- What you need to do -
Write out exactly the line containing "woop, line 170: I" and all lines that come after it in the listing below, through the very last one.

- Extracted information -
PR #1344, opened 2024-04-19
fix: disable implicit grant oauth flows by default

awsluja:
## Problem
A bug in the setupExternalProviders would return undefined for the 'oAuthSettings' value if external providers were not configured.
[The undefined value led to enabling both implicit grant and token oauth flows.](https://github.com/aws/aws-cdk/blob/91246acde1ab0512ea6b375f66c283516cb6f2b0/packages/aws-cdk-lib/aws-cognito/lib/user-pool-client.ts#L388)

## Changes

## Validation
Tests updated/added to ensure that implicit grant flow is disabled, even if external providers are not configured.

## Checklist

### DIFF
--- a/packages/auth-construct/src/construct.test.ts
+++ b/packages/auth-construct/src/construct.test.ts
@@ -967,6 +967,24 @@ void describe('Auth construct', () => {
       });
     });
 
+    void it('disables implicit grant OAUTH flow by default', () => {
+      const app = new App();
+      const stack = new Stack(app);
+      new AmplifyAuth(stack, 'test');
+      const template = Template.fromStack(stack);
+      template.hasResourceProperties('AWS::Cognito::UserPool', {
+        Policies: {
+          PasswordPolicy: {
+            MinimumLength: 8,
+            RequireLowercase: true,
+            RequireNumbers: true,
+            RequireSymbols: true,
+            RequireUppercase: true,
+          },
+        },
+      });
+    });
+
     void it('creates a default client with cognito provider', () => {
       const app = new App();
       const stack = new Stack(app);
--- a/packages/auth-construct/src/construct.test.ts
+++ b/packages/auth-construct/src/construct.test.ts
@@ -972,16 +972,31 @@ void describe('Auth construct', () => {
       const stack = new Stack(app);
       new AmplifyAuth(stack, 'test');
       const template = Template.fromStack(stack);
-      template.hasResourceProperties('AWS::Cognito::UserPool', {
-        Policies: {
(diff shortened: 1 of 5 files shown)


packages/auth-construct/src/construct.ts
```diff
@@ -770,9 +772,7 @@ export class AmplifyAuth
       scopes: external.scopes
         ? this.getOAuthScopes(external.scopes)
         : DEFAULT_OAUTH_SCOPES,
-      flows: {
-        authorizationCodeGrant: true,
-      },
+      flows: DEFAULTS.OAUTH_FLOWS,
```
Amplifiyer, line 775: Isn't this redundant since you initialized `result.oAuthSettings.flows` with this value anyways?

packages/auth-construct/src/construct.test.ts
```diff
@@ -967,6 +967,39 @@ void describe('Auth construct', () => {
...
     });
 
+    void it('disables implicit grant OAUTH flow by default', () => {
+      const app = new App();
+      const stack = new Stack(app);
+      new AmplifyAuth(stack, 'test');
+      const template = Template.fromStack(stack);
+      template.hasResourceProperties('AWS::Cognito::UserPoolClient', {
+        AllowedOAuthFlows: ['code'],
+      });
```
Amplifiyer, line 977: wouldn't we want to assert the absence of implicit grant or presence of `implicitCodeGrant: false`? This test would perhaps pass without this change as well.

awsluja: In this case, we really are asserting that 'code' is the only allowed OAuth flow in the UserPoolClient, since that is the only other available option. 
I can rename the test description for clarity

packages/auth-construct/src/construct.ts
awsluja: Cognito's oAuthSettings type uses read-only properties, so a new oAuthSettings object is being assigned here. Even if it was not read-only, copy assignment would be required for the other remaining propertyes (which don't show up in the PR):
```
result.oAuthSettings = {
  callbackUrls: external.callbackUrls,
  logoutUrls: external.logoutUrls,
  scopes: external.scopes,
```
I don't think the trade is worth it here

packages/auth-construct/src/construct.test.ts
awsluja: updated

Amplifiyer (approved):

edwardfoyle (approved):

PR #1376, opened 2024-04-25
feat(backend-data): alias identityPool to iam

iartemiev:
## Changes

* extended public-facing `defaultAuthorizationMode` type to include `identityPool`
* the new value maps to `AWS_IAM` in the Data CDK construct
* added unit test for mapping

## Validation

* unit test

## Checklist

### DIFF
--- a/packages/backend-data/API.md
+++ b/packages/backend-data/API.md
@@ -36,7 +36,7 @@ export type DataProps = {
 export type DataSchemaInput = string | DerivedModelSchema | DerivedCombinedSchema;
 
 // @public
-export type DefaultAuthorizationMode = 'iam' | 'userPool' | 'oidc' | 'apiKey' | 'lambda';
+export type DefaultAuthorizationMode = 'identityPool' | 'userPool' | 'oidc' | 'apiKey' | 'lambda';
 
 // @public
 export const defineData: (props: DataProps) => ConstructFactory<AmplifyData>;
--- a/packages/backend-data/API.md
+++ b/packages/backend-data/API.md
@@ -36,7 +36,7 @@ export type DataProps = {
 export type DataSchemaInput = string | DerivedModelSchema | DerivedCombinedSchema;
 
 // @public
-export type DefaultAuthorizationMode = 'identityPool' | 'userPool' | 'oidc' | 'apiKey' | 'lambda';
+export type DefaultAuthorizationMode = 'iam' | 'identityPool' | 'userPool' | 'oidc' | 'apiKey' | 'lambda';
 
 // @public
 export const defineData: (props: DataProps) => ConstructFactory<AmplifyData>;
--- a/.changeset/forty-files-mix.md
+++ b/.changeset/forty-files-mix.md
@@ -1,0 +1,5 @@
+---
+'@aws-amplify/backend-data': minor
+---
+
+alias identityPool to iam
--- a/.changeset/forty-files-mix.md
+++ b/.changeset/forty-files-mix.md
@@ -2,4 +2,4 @@
 '@aws-amplify/backend-data': minor
 ---
 
-alias identityPool to iam
+support identityPool defaultAuthMode aliased to iam
--- a/package-lock.json
+++ b/package-lock.json
@@ -18229,6 +18229,7 @@
       "version": "11.2.0",
       "resolved": "https://registry.npmjs.org/fs-extra/-/fs-extra-11.2.0.tgz",
       "integrity": "sha512-PmDi3uwK5nFuXh7XDTlVnS17xJS7vW36is2+w3xcv8SVxiB4NyATf4ctkVY5bkSjX0Y4nbvZCq1/EjtEyr9ktw==",
+      "dev": true,
       "dependencies": {
         "graceful-fs": "^4.2.0",
         "jsonfile": "^6.0.1",
@@ -18844,6 +18845,7 @@
       "version": "9.0.6",
       "resolved": "https://registry.npmjs.org/immer/-/immer-9.0.6.tgz",
       "integrity": "sha512-G95ivKpy+EvVAnAab4fVa4YGYn24J1SpEktnJX7JJ45Bd7xqME/SCplFzYFmTbrkwZbQ4xJK1xMTUYBkN6pWsQ==",
+      "dev": true,
       "funding": {
         "type": "opencollective",
         "url": "https://opencollective.com/immer"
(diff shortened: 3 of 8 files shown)


packages/backend-data/API.md
```diff
@@ -36,7 +36,7 @@ export type DataProps = {
 export type DataSchemaInput = string | DerivedModelSchema | DerivedCombinedSchema;
 
 // @public
-export type DefaultAuthorizationMode = 'iam' | 'userPool' | 'oidc' | 'apiKey' | 'lambda';
+export type DefaultAuthorizationMode = 'identityPool' | 'userPool' | 'oidc' | 'apiKey' | 'lambda';
```
sobolk, line 39: I find mapping `identityPool` to `AWS_IAM` in this particular context a bit confusing in this context.

I understand the meaning of `identityPool` in `@auth` directive context. It just says that `identityPool` entities are authorized or not there.

However in this context, where this knob drives behavior of underlying Appsync api this might be confusing because `identityPool` is subset of larger IAM auth.

Consider the following scenario:
1. Customer creates gen2 project
2. They remove/not use Amplify's auth (identity pool concept is removed from their project)
3. They want to have both api key and generic iam auth (which is implicit in gen2) and let's say oidc
4. They want to set default auth to IAM
5. How would they know they should use `identityPool` to achieve that behavior?

iartemiev: Discussed with @renebrandel and we're going to keep both, `identityPool` and `iam` as valid values. `identityPool` will map to `AWS_IAM` still. 

Does that alleviate the concern, @sobolk?

sobolk: It does but it creates another one.

If we add both `identityPool` and `iam` which pretty much have same effect on the default then...
1. How do we tell difference between them for the purpose of setting default mode?
2. How do we tell customer that defaulting to `identityPool` means defaulting to any IAM auth really?

iartemiev: 1. As far as AppSync is concerned, they're the same thing. AppSync doesn't differentiate between an IAM role vended from IDP vs a manually-assumed role. So the default auth mode for the API will be IAM in either case.
2. I believe that's what we're trying to abstract for customers here, hence the mapping. Customers using `identityPool` in their `.authorization(...)` or `@auth` rule can use the same label for the default auth mode without having to think about it just being IAM under the hood. @renebrandel correct me if I'm off here

sobolk: But the knob is called `DefaultAuthorizationMode` which implies that intent is to set Appsync's default authorization mode. Which has some connection with `identityPool` depending on schema. 
The sentence "I want to set api's default authorization mode to `identityPool`" doesn't seem to make much sense and have somewhat surprising result if somebody doesn't read the docs.
I think this should remain as `iam` (only) and get documented, i.e. it's relation to identityPool auth.

sobolk: Btw. adding `identityPool` later in addition to `iam` is non breaking change. Should we hold and see if this is really confusing and try to rely on docs first?

renebrandel: The problem is that customers struggle associating the 'identityPool' with 'iam'. It's not clear that these things are linked up.

The 'defaultAuthorizationMode' will in the future also impact the client library (and the outputs), where we'd want to ensure the auth mode always matches the provider. As in the client library the "identityPool" is used as the authorization mode:

```ts
const { data } = client.models.Todo.list({
  authMode: "identityPool"
})
```

We are already adding the client library auth modes so for customers they can always be sure that whatever "auth mode provider" is defined in their authorization rules, is the auth mode they should use to make the request.

sobolk: @edwardfoyle @Amplifiyer @srquinn21 what do you think?

Amplifiyer: I can see the argument that customers not knowing how `identityPool` is associated with `iam`. We also try to abstract it with `defineAuth` that there are IAM roles under the hood.

sobolk:
```
const { data } = client.models.Todo.list({
  authMode: "identityPool"
})
```

Wouldn't this work even if IAM is secondary auth mode at appsync?

sobolk: Consider the following scenario:
1. I have `defineAuth` in my project
2. I have `defineData` with:
    1. I have model `Todo @auth(identityPool)`
    2. I have model `TodoWithoutAuthDirective`
3. I have multiple auth modes enabled, for example OIDC and/or  API Key
4. Setting `defaultAuthMode = identityPool` enables IAM access for `TodoWithoutAuthDirective`

Is this intuitive and safe ?

josefaidt: Does `iam`/`identityPool` mean "either one of the auth roles plugged into your Identity pool"? What about `authenticatedIamRole` and `unauthenticatedIamRole`?

sobolk: No. They're mapped to Appsync knobs.
image

sobolk: Ok. I think I was able to convince myself.

I have run the following experiment:

**App 1 with:**

```
const schema = `
type Todo @model @auth(rules: [{ allow: public, provider: identityPool }]) {
        id: ID!
        title: String!
}

type TodoWithoutAuthDirective @model {
        id: ID!
        title: String!
}
`

  schema,
  authorizationModes: {
    apiKeyAuthorizationMode: {
      expiresInDays: 7
    },
    oidcAuthorizationMode: {
      clientId: 'abcd',
      oidcIssuerUrl: 'https://localhost/',
      oidcProviderName: 'foo',
      tokenExpireFromIssueInSeconds: 60,
      tokenExpiryFromAuthInSeconds: 60,
    }
  }
});
```

results in:
image


**App 2 with:**

```
const schema = `
type Todo @model @auth(rules: [{ allow: public, provider: identityPool }]) {
        id: ID!
        title: String!
}

type TodoWithoutAuthDirective @model {
        id: ID!
        title: String!
}
`

  schema,
  authorizationModes: {
    defaultAuthorizationMode: 'iam',
    apiKeyAuthorizationMode: {
      expiresInDays: 7
    },
    oidcAuthorizationMode: {
      clientId: 'abcd',
      oidcIssuerUrl: 'https://localhost/',
      oidcProviderName: 'foo',
      tokenExpireFromIssueInSeconds: 60,
      tokenExpiryFromAuthInSeconds: 60,
    }
  }
});
```

results in:
image


**The conclusion**
It appears that no matter what `defaultAuthorizationMode` all models are granted IAM access regardless of default mode setting. This is because we always set `enableIamAuthorizationMode: true` when calling data construct.

Please consider this discussion resolved then, as scenario where IAM access is granted by accident is moot point.

sobolk (dismissed):

svidgen (dismissed):

sobolk (approved):

svidgen (approved):

PR #1172, opened 2020-11-16
S3 endpoint configuration #1169

### LINKED ISSUE #1169: S3 endpoint configuration
I want to use my on-premise installment of s3 (minio in my case). For this I need a way to provide custom `endpoint_url` for `boto3.client` initialization.

New configuration option like `FEAST_S3_ENDPOINT_URL`. And use it's value in `feast.staging.storage_client.S3Client.__init__` when creating s3 client. Default `None` value will ensure backward compatibility. 
To configure this option for spark jobs,  #1168 can be implemented

mike0sv:

Fixes #1169

```release-note
Added an option to configure S3 endpoint url
```


woop:
Thanks for this @mike0sv!

/ok-to-test

mike0sv:
Hey, @woop, some tests failed because I provided `None` as default value. There are two possible solutions, 1) add `allow_no_value=True` to `ConfigParser` so it will tolerate `None`s 2) Set default to `https://s3.amazonaws.com`, which is default value of `._endpoing` when you create `boto3.client('s3')`. Which do you prefer?

woop:
> allow_no_value

I prefer `allow_no_value=True`. Thanks for giving us options :100:

mike0sv:
Not sure, why this was closed and not sure why tests failed (seems to be not related to my changes). Please send help :)

woop:
> Not sure, why this was closed and not sure why tests failed (seems to be not related to my changes). Please send help :)

Can you please run `make format` prior to pushing your commit? That should fix `lint-python`

@pyalex is trying to fix the other test here: https://github.com/feast-dev/feast/pull/1173/files

mike0sv:
`lint-python` fails because of the `None`, that changed `DEAFULTS` type from `Dict[str, str]` to `Dict[str, Optional[str]]` and mypy raises an error for `deafults` argument for `ConfigParser`. Not sure where it gets that it should be `Mapping[str, str]` thou

mike0sv:
Mypy gets type annotation from here https://github.com/python/typeshed/blob/master/stdlib/3/configparser.pyi
So there is nothing we can do about it.

We can use the `https://s3.amazonaws.com` solution, or remove the default value from the `DEFAULTS` and add new argument `default` to `Config.get` to utilize `ConfigParser.get(..., fallback=x)` logic (basically like `dict.get`)

mike0sv:
...or maybe we can https://github.com/python/typeshed/issues/4773

woop:
@mike0sv I haven't had time to look at this in detail. One of the problems (that is somewhat related) that we want to still solve is that `DEFAULTS` are being persisted to `~/.feast/config` when users make changes to the configuration. So basically we need the defaults to be hardcoded in the Feast Python code base, not persisted to disk. So perhaps this is an opportunity to pull out the defaults somehow, instead of setting them as a section.

The trick, however, is to ensure that defaults are still returned when the user looks up keys using the getters.

I can have a look at this over the weekend, unless you want to think of a solution

> We can use the https://s3.amazonaws.com solution
I don't really like this approach. It seems brittle.

> and add new argument default to Config.get to utilize ConfigParser.get(..., fallback=x)

Not 100% clear what you mean, but does this line up what I said above?

mike0sv:
@woop not sure I get what you mean. 
What I see in code now: on `Config` initialization (when we create `Client` for example), a `ConfigParser` instance is created with defaults from `DEFAULTS` and this is written to `~/.feast/config` (only defaults). Then, when we need to get option value, `Config.get` is used, which uses value that were fromvided to `Client` constructor. If value was not provided, it uses defaults as a fallback.
Now, we can alter values using cli `feast config set` (the only usage of `Config.save` method)
After that, on `Config` initialization, it will read this value from `~/.feast/config`
Is this the desired behavior or is there something wrong that you want to change?

woop:
> Is this the desired behavior or is there something wrong that you want to change?

No, the desired behavior is to not write the defaults to disk. It should stay in the application. That allows us to change defaults for users without having the defaults pinned for users on disk.

mike0sv:
I proposed to add the possibility to define default values for some options not in `DEFAULTS` dict, but wherever you are tying to get configuration option. This is not very good in terms that you will have multiple locations for default values, but is more flexible. 
To achieve that, I proposed to rewrite `Config.get` like this
```
def get(self, option, default=...):
    try:
        .... # old code
     except option_not_found_or_something:
        if default is not ...:
            return default
         raise
```

If we add the logic to also get default value from `DEFAULTS` here, and will not use `defaults` argument of `ConfigParser`, this may solve this problem.
We will have our own "layer" of default values and they will not be written to disk

woop:
> I proposed to add the possibility to define default values for some options not in `DEFAULTS` dict, but wherever you are tying to get configuration option. This is not very good in terms that you will have multiple locations for default values, but is more flexible.
> To achieve that, I proposed to rewrite `Config.get` like this
> 
> ```
> def get(self, option, default=...):
>     try:
>         .... # old code
>      except option_not_found_or_something:
>         if default is not ...:
>             return default
>          raise
> ```
> 
> If we add the logic to also get default value from `DEFAULTS` here, and will not use `defaults` argument of `ConfigParser`, this may solve this problem.
> We will have our own "layer" of default values and they will not be written to disk

I'm happy with this approach. Although it would be great if we didn't have to implement it as a try/except. Could we implement a third layer of `vars=` https://github.com/feast-dev/feast/blob/3b5d30f81691f3ecf72ebb989f30fee8875dd94a/sdk/python/feast/config.py#L135?

so maybe something like `vars= {**DEFAULT, **FILE, **ENV, **CONSTRUCTOR}` (not real variable names of course)

Also, please note the changes in #1174

mike0sv:
Sounds reasonable. I'll wait for #1174 and merge it (together with #1173) then.

woop:
> Sounds reasonable. I'll wait for #1174 and merge it (together with #1173) then.

By the way, #1174 has been merged :)

mike0sv:
Unfortunately, the `vars` solution was not working, because `vars` takes precedence before the actual config, so passing `DEFAULTS` there were never gonna work. After that I tried to utilize `fallback` option, but this way I lost free type casting the `configparser` module provided. So I decided to approach the "defaults are saved to file" problem by hacking `_defaults` attribute for the time of writing. Added some tests and it seems to work

sdk/python/feast/config.py
```diff
@@ -113,24 +114,32 @@ def __init__(
...
 
         Returns: String option that is returned
 
         """
+        default = {option: default} if default is not _UNSET else {}
         return self._config.get(
             CONFIG_FILE_SECTION,
             option,
-            vars={**_get_feast_env_vars(), **self._options},
+            vars={
```
woop: By the way, I think you should submit this change as part of a separate PR please.

mike0sv:
.....

mike0sv:
...

woop:
> Unfortunately, the `vars` solution was not working, because `vars` takes precedence before the actual config, so passing `DEFAULTS` there were never gonna work. After that I tried to utilize `fallback` option, but this way I lost free type casting the `configparser` module provided. So I decided to approach the "defaults are saved to file" problem by hacking `_defaults` attribute for the time of writing. Added some tests and it seems to work

Noted, didn't realize that.

sdk/python/feast/config.py
mike0sv: Created new PR, it seems  it needs to be merged before this one

sdk/python/feast/loaders/ingest.py
```diff
@@ -166,7 +167,7 @@ def _read_table_from_source(
 
 
 def _upload_to_file_source(
-    file_url: str, with_partitions: bool, dest_path: str
+    file_url: str, with_partitions: bool, dest_path: str, config: Config
```
woop, line 170: I think the arguments in the docstring is out of date. Would you mind updating?

woop (approved):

- Response to this task -
woop, line 170: I think the arguments in the docstring is out of date. Would you mind updating?

woop (approved):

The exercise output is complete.